[Collected data]
PR #827, opened 2023-06-24
sim._pyrtl: mask bitwise binary operands.

charlottia:
Addresses the bug surfaced in https://github.com/amaranth-lang/amaranth/pull/826#issuecomment-1603634393.

I read through the remaining value compiler branches (and poked at a few things to see if I could break them), but I believe it's all OK from here.


whitequark (approved):
LGTM, thank you!

PR #829, opened 2023-06-29
lib.enum: allow `import * from amaranth.lib.enum`.

charlottia:
There's an actual `py_enum.member` (which we briefly overwrite our loop index with (!)).  We delete our `member`, but it's still in the `__all__` that came from `py_enum`, so `import *` fails.


whitequark (approved):
Oops! Thanks ^^

PR #831, opened 2023-07-02
lib.data: remove unnecessary loop.

charlottia:
Found during #830 simplification pass; copy-paste leftover from similar sites that repeatedly `.as_shape()` to unwrap.


whitequark (approved):
LGTM

PR #832, opened 2023-07-02
lib.enum: allow empty enums.

charlottia:
Fixes the error noted in https://github.com/amaranth-lang/amaranth/pull/830#issuecomment-1613690529 where empty Python `Enum`s are shape-castable to `unsigned(0)`.

~~We move the member check from the Amaranth `Enum` implicit shape-cast into the Python `Enum` shape-cast, which the former backs onto.~~

Allows empty Amaranth `Enum`s to shape-cast to `unsigned(0)`, like Python `Enum`s, per https://github.com/amaranth-lang/amaranth/pull/832#issuecomment-1617639806.

### DIFF
--- a/amaranth/lib/enum.py
+++ b/amaranth/lib/enum.py
@@ -112,16 +112,11 @@ class EnumMeta(ShapeCastable, py_enum.EnumMeta):
         if hasattr(cls, "_amaranth_shape_"):
             # Shape was provided explicitly; return it.
             return cls._amaranth_shape_
-        elif cls.__members__:
-            # Shape was not provided explicitly, but enumeration has members; treat it
-            # the same way `Shape.cast` treats standard library enumerations, so that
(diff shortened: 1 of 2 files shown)


whitequark:
I was actually thinking of allowing it everywhere instead. (This would technically be a breaking change, but even ignoring that, I can't think of any reason to disallow such enums. Do you?)

charlottia:
I think it's totally fine! I'll see if anything comes up.

charlottia:
Seems OK. https://github.com/amaranth-lang/amaranth/pull/830#issuecomment-1613690529 mentions inheritance concerns (presumably because the base enum is also an empty enum and so things can get weird), but I can't think of a scenario that's properly impacted by allowing this.

whitequark (approved):
Thank you~!

PR #833, opened 2023-07-03
lib.io: allow 0-width `Pin`

mwkmwkmwk:
The main purpose of this change is migrating glasgow from the compat `TSTriple` (which allows 0 width) to `Pin`.  This sort of change would normally require a RFC, but `Pin` is already slated for removal/replacement, so that was deemed to be unnecessary.

### DIFF
--- a/amaranth/lib/io.py
+++ b/amaranth/lib/io.py
@@ -12,8 +12,8 @@ def pin_layout(width, dir, xdr=0):
 
     See :class:`Pin` for details.
     """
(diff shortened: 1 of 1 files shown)


whitequark:
Could you clarify it in the commit message that this change happens for Glasgow and because we intend to update/deprecate the Pin abstraction in the future anyway? Normally this would require an RFC but `Pin` goes away so I'd say that's just useless paperwork...

whitequark (approved):

PR #840, opened 2023-07-18
(Merge after 0.4 is released) Remove the Migen compatibility layer

### LINKED ISSUE #692: Remove the Migen compatibility layer
It has (technically) been deprecated since day 1, and hasn't seen much uptake. This interface was considered important for migration of existing codebases, but the (intentional and unintentional) mismatches with Migen behavior meant that it only had a limited usefulness; most code that needed Migen compatibility combines the LiteX and the Amaranth parts of the design through Verilog.

Removing the compatibility layer allows a number of cleanups: the AST visitors can dispatch faster using `type() is` rather than `isinstance()`, and several AST types can be marked `@final`.

It also deemphasizes the relation to Migen. Many of the remaining design choices in Amaranth that directly derive from Migen (records, fragments, AST transformations, board DSL, ...) are load bearing liabilities and there's no reason to have a gratuitous one on top of that.

whitequark:
Fixes #692.

This will stay a draft until a resolution on #692 is reached.


whitequark:
Note: this will need another PR to add a changelog entry after merging.

PR #841, opened 2023-07-18
lib.data: improve diagnostics for field access on array layout view

### LINKED ISSUE #837: TypeError when accessing reset attribute from a Signal created with an ArrayLayout
Repro:
```python3
from amaranth import *
from amaranth.lib import data

layout = data.ArrayLayout(unsigned(1), 4)
a = Signal(layout, reset=[0,0,0,0])
a.reset
```

Output:
```
  File "/tmp/repro.py", line 7, in <module>
    a.reset
  File "/home/jf/src/amaranth/amaranth/lib/data.py", line 701, in __getattr__
    item = self[name]
           ~~~~^^^^^^
  File "/home/jf/src/amaranth/amaranth/lib/data.py", line 666, in __getitem__
    value = self.__target.word_select(key, Shape.cast(self.__layout.elem_shape).width)
            ^^^^^^^^^^^^^^^^^^^^^^^^^^^^^^^^^^^^^^^^^^^^^^^^^^^^^^^^^^^^^^^^^^^^^^^^^^
  File "/home/jf/src/amaranth/amaranth/hdl/ast.py", line 400, in word_select
    offset = Value.cast(offset)
             ^^^^^^^^^^^^^^^^^^
  File "/home/jf/src/amaranth/amaranth/hdl/ast.py", line 174, in cast
    raise TypeError("Object {!r} cannot be converted to an Amaranth value".format(obj))
TypeError: Object 'reset' cannot be converted to an Amaranth value
```

whitequark:
Fixes #837.

### DIFF
--- a/amaranth/lib/data.py
+++ b/amaranth/lib/data.py
@@ -662,6 +662,10 @@ class View(ValueCastable):
             If ``ShapeCastable.__call__`` does not return a value or a value-castable object.
         """
         if isinstance(self.__layout, ArrayLayout):
+            if not isinstance(key, (int, Value, ValueCastable)):
+                raise TypeError("Views with array layout may only be indexed with an integer "
+                                "or a value, not {!r}"
+                                .format(key))
             shape = self.__layout.elem_shape
             value = self.__target.word_select(key, Shape.cast(self.__layout.elem_shape).width)
         else:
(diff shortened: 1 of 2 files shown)


jfng:
LGTM. The assumption behind #837 was that an object returned by the `Signal` constructor was an instance of `Signal`. This fix clarifies that it is in fact not the case, unless `.as_value()` is called.

PR #847, opened 2023-07-22
lib.data: fix `Layout.const` masking for signed fields.

### LINKED ISSUE #846: `Layout.const` doesn't properly mask signed values
```
from amaranth.lib import data
from amaranth import *

class Abc(data.Struct):
    a: signed(8)
    b: signed(8)
    c: signed(8)

print(hex(Abc.const({
    'a': 1,
    'c': 1,
    'b': -1,
}).value))

print(hex(Abc.const({
    'a': 1,
    'b': -1,
    'c': 1,
}).value))
```

Result:

```
0xffff01
0x1ff01
```

mwkmwkmwk:
Fixes #846.


whitequark (approved):
LGTM

PR #858, opened 2023-08-07
Create Glossary

AllysonProlisko:
First draft of Glossary document

### DIFF
--- a/docs/Glossary
+++ b/docs/Glossary
@@ -1,0 +1,42 @@
+Glossary
+========
+
++-----------------------+----------------------------------------------+
+| .. rubric:: Term      | .. rubric:: Definition                       |
+|    :name: term        |    :name: definition                         |
++=======================+==============================================+
++-----------------------+----------------------------------------------+
+
++-------------------+--------------------------------------------------+
+| Amaranth          | An open-source toolchain for developing hardware |
+|                   | based on synchronous digital logic using the     |
+|                   | Python programming language                      |
++===================+==================================================+
+| ASIC              | Application-specific integrated circuit          |
++-------------------+--------------------------------------------------+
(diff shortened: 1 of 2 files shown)


docs/Glossary
```diff
@@ -0,0 +1,42 @@
+Glossary
+========
+
++-----------------------+----------------------------------------------+
```
whitequark, line 4: Rather than using a table, the glossary should use a [definition list](https://docutils.sourceforge.io/docs/ref/rst/restructuredtext.html#definition-lists), which is a syntax that is specially suited for e.g. a glossary.

docs/Glossary
```diff
@@ -0,0 +1,42 @@
...
+|                   | — inputs and one output                          |
++-------------------+--------------------------------------------------+
+| LUT               | Look up table                                    |
++-------------------+--------------------------------------------------+
+| MCU               | Microcontroller unit                             |
++-------------------+--------------------------------------------------+
+| Propagation delay | The time it takes for a signal to move from      |
+|                   | source to destination                            |
++-------------------+--------------------------------------------------+
+| RTL               | Register transfer language                       |
```
whitequark, line 41: This should be ["Register-transfer level"](https://en.wikipedia.org/wiki/Register-transfer_level)

whitequark (changes requested):

docs/Glossary
AllysonProlisko: That's done now.

AllysonProlisko:
@whitequark I've update this with the changes from the other PR and closed that one.

whitequark:
Superseded by https://github.com/amaranth-lang/amaranth/pull/869.

PR #865, opened 2023-08-12
Implement RFC #2

### LINKED ISSUE #342: Deprecate `Record.connect`

whitequark:
Fixes #342.

- [x] Implement all of the RFC functionality
  - [ ] Resolve FIXMEs
- [ ] Write tests for all of the RFC functionality
- [ ] Document all of the RFC functionality


whitequark:
The entire RFC's functionality (sans unresolved questions in the current document, which cover a very minor part of it) was implemented and tested to 100% coverage.

amaranth/lib/wiring.py
```diff
@@ -0,0 +1,1041 @@
...
+import inspect
+import re
+import warnings
+
+from ..hdl.ast import Shape, ShapeCastable, Const, Signal, Value, ValueCastable
+from ..hdl.ir import Elaboratable
+from .._utils import final
+
+
+__all__ = ["In", "Out", "Signature", "connect", "transpose", "Component"]
```
charlottia, line 13:
```suggestion
__all__ = ["In", "Out", "Signature", "connect", "flipped", "Component"]
```

PR #884, opened 2023-08-31
docs: emphasize that `shape=` is optional

whitequark:


whitequark:
@cr1901 r?

cr1901:
LGTM! Already am using exclusively `amaranth.lib.enum` locally now :).

PR #3686, opened 2020-01-24
Changed MaskedInput to use hooks

ericsoderberghp:
#### What does this PR do?

Changed MaskedInput to use hooks

MaskedInput.js

storybook

storybook

no

yes

backwards compatible


src/js/components/MaskedInput/stories/Simple.js
```diff
@@ -0,0 +1,23 @@
+import React from 'react';
+import { storiesOf } from '@storybook/react';
+import { Box, Grommet, MaskedInput } from 'grommet';
+import { grommet } from 'grommet/themes';
+
+const SimpleMaskedInput = () => {
```
ShimiSun: I'm not sure what am I seeing on this Simple MaskedInput example. Is the point of it is seeing only one character from any type?

ericsoderberghp: Mostly to make sure that we can not crash when a mask isn't provided.

ShimiSun: I that case I think it will be preferred to put it as a test case and not as an example for the users.

ericsoderberghp: good idea, removing ...

PR #3688, opened 2020-01-24
Changed input components to use FormContext

ericsoderberghp:
#### What does this PR do?

Changed input components to use FormContext.
This makes it possible to control the layout of FormField contents while still being tied in to the Form value.

TextArea.js gives a good example.

Storybook, added Form -> All children

Storybook

no

yes

backwards compatible


src/js/components/Form/stories/CustomTheme.js
```diff
@@ -16,21 +29,60 @@ const customFormFieldTheme = {
...
+              name="email"
+              mask={[
+                { regexp: /^[\w\-_.]+$/, placeholder: 'example' },
+                { fixed: '@' },
+                { regexp: /^[\w]+$/, placeholder: 'my' },
+                { fixed: '.' },
+                { regexp: /^[\w]+$/, placeholder: 'com' },
+              ]}
+            />
+          </FormField> */}
```
ShimiSun: Can we remove this potion of the code?

src/js/components/RangeInput/RangeInput.js
```diff
@@ -1,26 +1,49 @@
...
-        setFocus(false);
-        if (onBlur) onBlur(event);
-      }}
-      type="range"
-    />
-  );
-});
+const RangeInput = forwardRef(
+  ({ name, onChange, onFocus, onBlur, value: valueProp, ...rest }, ref) => {
+    const formContext = useContext(FormContext);
```
ShimiSun: Not sure it makes sense to me that RangeInput is using FormContext.

src/js/components/Form/stories/CustomTheme.js
ericsoderberghp: I de-commented it now that MaskedInput is a hook component too.

src/js/components/RangeInput/RangeInput.js
ericsoderberghp: RangeInput is just a `<input type="range" />`, which provides a numeric input control. So, it sets a numeric property value.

» Task:
Up to and including the line with "Fixes the error", transcribe the entries above exactly, starting from their first line.

» Task solution:
PR #827, opened 2023-06-24
sim._pyrtl: mask bitwise binary operands.

charlottia:
Addresses the bug surfaced in https://github.com/amaranth-lang/amaranth/pull/826#issuecomment-1603634393.

I read through the remaining value compiler branches (and poked at a few things to see if I could break them), but I believe it's all OK from here.


whitequark (approved):
LGTM, thank you!

PR #829, opened 2023-06-29
lib.enum: allow `import * from amaranth.lib.enum`.

charlottia:
There's an actual `py_enum.member` (which we briefly overwrite our loop index with (!)).  We delete our `member`, but it's still in the `__all__` that came from `py_enum`, so `import *` fails.


whitequark (approved):
Oops! Thanks ^^

PR #831, opened 2023-07-02
lib.data: remove unnecessary loop.

charlottia:
Found during #830 simplification pass; copy-paste leftover from similar sites that repeatedly `.as_shape()` to unwrap.


whitequark (approved):
LGTM

PR #832, opened 2023-07-02
lib.enum: allow empty enums.

charlottia:
Fixes the error noted in https://github.com/amaranth-lang/amaranth/pull/830#issuecomment-1613690529 where empty Python `Enum`s are shape-castable to `unsigned(0)`.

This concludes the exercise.